■ **DIRECTIONS**
Among the lines below, copy exactly those from the one with "No tests needed" through the one with "image size by", counting both ends.

Content starts

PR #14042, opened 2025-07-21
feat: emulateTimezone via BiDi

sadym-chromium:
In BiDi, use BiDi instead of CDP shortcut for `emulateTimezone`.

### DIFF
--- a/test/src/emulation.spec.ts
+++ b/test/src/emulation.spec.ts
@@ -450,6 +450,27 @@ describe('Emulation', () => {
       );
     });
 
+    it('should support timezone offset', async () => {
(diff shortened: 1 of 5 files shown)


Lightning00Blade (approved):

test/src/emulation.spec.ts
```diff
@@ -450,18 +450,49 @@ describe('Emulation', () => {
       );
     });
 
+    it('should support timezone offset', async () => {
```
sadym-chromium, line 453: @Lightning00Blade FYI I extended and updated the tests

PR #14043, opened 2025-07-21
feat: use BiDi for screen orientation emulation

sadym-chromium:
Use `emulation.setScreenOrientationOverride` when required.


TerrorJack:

Content ends
Content starts

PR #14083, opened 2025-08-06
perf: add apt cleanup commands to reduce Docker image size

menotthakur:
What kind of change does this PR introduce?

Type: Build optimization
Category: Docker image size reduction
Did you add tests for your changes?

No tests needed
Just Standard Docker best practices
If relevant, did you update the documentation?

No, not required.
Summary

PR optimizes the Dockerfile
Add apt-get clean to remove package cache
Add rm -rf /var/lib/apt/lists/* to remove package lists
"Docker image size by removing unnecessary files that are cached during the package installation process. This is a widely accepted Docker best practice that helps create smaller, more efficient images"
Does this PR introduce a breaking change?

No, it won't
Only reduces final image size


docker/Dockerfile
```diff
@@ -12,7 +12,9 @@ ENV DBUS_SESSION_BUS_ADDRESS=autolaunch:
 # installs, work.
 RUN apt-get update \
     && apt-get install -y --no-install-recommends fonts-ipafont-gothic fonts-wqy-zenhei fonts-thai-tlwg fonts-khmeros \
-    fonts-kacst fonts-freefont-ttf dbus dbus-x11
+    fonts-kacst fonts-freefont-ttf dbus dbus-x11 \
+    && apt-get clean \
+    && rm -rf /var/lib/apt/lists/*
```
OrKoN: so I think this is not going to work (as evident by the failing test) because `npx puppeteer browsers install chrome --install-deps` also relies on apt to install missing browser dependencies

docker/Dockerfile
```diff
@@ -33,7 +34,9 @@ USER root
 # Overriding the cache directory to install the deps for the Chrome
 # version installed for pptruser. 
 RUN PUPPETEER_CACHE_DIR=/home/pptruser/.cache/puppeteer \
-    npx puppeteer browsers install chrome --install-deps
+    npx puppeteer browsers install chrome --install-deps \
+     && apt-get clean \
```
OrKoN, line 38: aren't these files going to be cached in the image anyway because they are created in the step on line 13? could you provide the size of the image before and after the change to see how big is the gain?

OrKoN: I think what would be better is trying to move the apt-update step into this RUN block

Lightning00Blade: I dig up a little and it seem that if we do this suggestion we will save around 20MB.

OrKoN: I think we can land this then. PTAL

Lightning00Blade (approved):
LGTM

Content ends
Content starts

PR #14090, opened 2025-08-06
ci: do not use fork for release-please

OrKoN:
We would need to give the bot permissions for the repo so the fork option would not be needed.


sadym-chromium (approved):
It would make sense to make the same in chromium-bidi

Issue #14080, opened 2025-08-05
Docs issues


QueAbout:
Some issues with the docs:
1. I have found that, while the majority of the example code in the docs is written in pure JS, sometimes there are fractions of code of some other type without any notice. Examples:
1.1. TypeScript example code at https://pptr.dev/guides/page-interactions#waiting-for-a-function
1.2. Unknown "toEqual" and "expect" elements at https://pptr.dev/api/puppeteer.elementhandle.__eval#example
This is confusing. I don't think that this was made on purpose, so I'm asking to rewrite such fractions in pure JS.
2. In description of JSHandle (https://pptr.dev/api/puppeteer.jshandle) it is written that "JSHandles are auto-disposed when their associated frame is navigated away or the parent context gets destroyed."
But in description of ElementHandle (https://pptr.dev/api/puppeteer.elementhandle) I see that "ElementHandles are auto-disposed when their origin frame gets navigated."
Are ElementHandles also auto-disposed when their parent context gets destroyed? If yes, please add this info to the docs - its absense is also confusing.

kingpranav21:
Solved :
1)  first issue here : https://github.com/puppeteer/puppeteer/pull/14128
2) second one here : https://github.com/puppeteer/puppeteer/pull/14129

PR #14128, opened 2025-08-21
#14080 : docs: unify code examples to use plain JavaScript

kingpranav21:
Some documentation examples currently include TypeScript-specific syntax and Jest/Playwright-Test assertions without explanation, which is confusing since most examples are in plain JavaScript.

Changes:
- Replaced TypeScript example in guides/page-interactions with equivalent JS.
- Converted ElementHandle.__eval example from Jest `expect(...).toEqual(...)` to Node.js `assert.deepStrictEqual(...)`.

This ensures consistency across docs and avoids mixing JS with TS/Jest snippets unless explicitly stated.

Content ends

■ **WRITTEN ANSWER**
No tests needed
Just Standard Docker best practices
If relevant, did you update the documentation?

No, not required.
Summary

PR optimizes the Dockerfile
Add apt-get clean to remove package cache
Add rm -rf /var/lib/apt/lists/* to remove package lists
"Docker image size by removing unnecessary files that are cached during the package installation process. This is a widely accepted Docker best practice that helps create smaller, more efficient images"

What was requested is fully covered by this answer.